There are two possible formulas for the magnetic force on a magnetic dipole moment due to the inhomogeneity of the magnetic field: $$ \vec{F}_{A} = \nabla (\vec{m}\cdot\vec{B}) \qquad\text{ and }\qquad \vec{F}_{B} = (\vec{m}\cdot\nabla)\vec{B} $$ (and there is an additional torque on the dipole: $\vec{\tau} = \vec{m}\times\vec{B}$ due to misalignment). The first formula comes from the "current loop model" and the second formula comes from considering two monopoles of opposite charges and taking the limit as they converge to one another. The two formulas are related by $$ \vec{F}_{A} = \vec{F}_{B} + \vec{m}\times(\nabla\times\vec{B}) - (\nabla\cdot\vec{B})\vec{m}. $$ Now $\nabla\cdot\vec{B} = 0$ by Gauss's law for magnetism (as of the time this post was created) and $\nabla\times\vec{B} = 0$ holds in magnetostatics where there are no currents. This means that in magnetostatics with no currents, the two formulas yield the same results, and in everyday life conditions we really can't distinguish between the two formulas.

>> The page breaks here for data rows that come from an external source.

PR #2442, opened 2019-12-07
Add ZStream.drainFork, haltWhen, interruptWhen

iravid:
cc @vasilmkd

### DIFF
--- a/streams/shared/src/main/scala/zio/stream/ZStream.scala
+++ b/streams/shared/src/main/scala/zio/stream/ZStream.scala
@@ -1094,7 +1094,19 @@ class ZStream[-R, +E, +A] private[stream] (private[stream] val structure: ZStrea
    * }}}
    */
   final def drain: ZStream[R, E, Nothing] =
-    ZStream[R, E, Nothing](self.process.map(_.forever))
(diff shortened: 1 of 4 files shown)


streams/shared/src/main/scala/zio/stream/ZStream.scala
```diff
@@ -1645,6 +1678,24 @@ class ZStream[-R, +E, +A] private[stream] (private[stream] val structure: ZStrea
...
+   *
+   * If the promise completes with a failure, the stream will emit that failure.
+   */
+  final def interruptWhen[E1 >: E](p: Promise[E1, _]): ZStream[R, E1, A] =
+    ZStream {
+      for {
+        as   <- self.process
+        done <- Ref.make(false).toManaged_
+        pull = done.get flatMap {
+          if (_) Pull.end
```
svroonland: Could this be simplified to:

```scala
      ZStream {
        for {
          as <- self.process
          pull = p.isDone.flatMap {
            if (_) Pull.end
            else as.raceAttempt(p.await.mapError(Some(_)) *> Pull.end)
          }
        } yield pull
      }
```
?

My question is, have there been any experiments or attempts to find out which formula applies to a magnetic bar in electrodynamic regimes? Is it $F_{A}$, $F_{B}$, or something else? I can understand playing around with fridge magnets wouldn't get you anywhere, so I am willing to be liberal as to what counts as a valid experiment.
For example, I am wondering if anyone recorded the response of nanoscopic magnetic objects due to a curling magnetic field. Are there any precision tests of this sort? I would be very interested in finding out more about this type of research.